8. The method for controlling construction costs according to claim 1, characterized in that, In step S7, when tracking the implementation effect of control measures, relevant construction data after the implementation of control measures are collected regularly. The implicit cost data after implementation is compared with the implicit cost data before implementation to analyze the degree of impact of control measures on implicit costs. Based on the analysis results, control measures are adjusted and optimized. At the same time, the implementation status and effect data of control measures are stored in the historical database to provide a reference for cost control of subsequent projects.

9. A construction cost control system, applicable to the construction cost control method described in any one of claims 1-8, characterized in that, The system includes: an identification framework construction module, a data acquisition module, a knowledge graph construction module, an analysis and identification module, an accounting and visualization module, an early warning module, and a control measure generation module; The identification framework construction module is used to build a holographic identification framework for hidden costs throughout the construction cycle, defining the types, occurrence scenarios, and accounting rules of various hidden costs; The data acquisition module is connected to multiple IoT sensing devices to collect multi-dimensional unstructured data in real time during the construction process, and to preprocess and standardize the data storage. The knowledge graph construction module is used to construct a hidden cost knowledge graph and establish a network of relationships between hidden costs and construction behavior, management decisions, and the external environment. The analysis and identification module is used to analyze the preprocessed real-time data using deep learning algorithms, and combined with the implicit cost knowledge graph, to identify the inducing factors and transmission paths of implicit costs, and mark potential implicit cost occurrence nodes. The accounting visualization module is used to quantify and calculate the identified hidden costs, generate statistical reports and present them visually, and at the same time realize the source analysis of hidden costs. The early warning module is used to set a dynamic threshold early warning mechanism, which automatically adjusts the early warning threshold according to project characteristics, construction stage and cost control objectives. When the cumulative value of a certain type of hidden cost approaches or exceeds the corresponding threshold, the corresponding level of early warning signal is triggered.
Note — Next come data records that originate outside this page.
PR #6741, opened 2018-10-16
Support Windows platform with ruby core repository.

hsbt:

In Windows environment, ':' is always contained path variable.

See our original commit and its message 

https://github.com/ruby/ruby/commit/f35fb6d36c3218988b17dbeb4412922c23745f0e


colby-swandale:
Thanks! @bundlerbot r+

hsbt:
@bundlerbot r+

The control measures generation module is used to generate targeted hidden cost control measures based on early warning information and source analysis results, push them to relevant management personnel, track the implementation effect, and continuously optimize the control strategy.

10. A computer-readable storage medium having a computer program stored thereon, characterized in that, When the computer program is executed by the processor, it implements the steps of the construction cost control method according to any one of claims 1-8.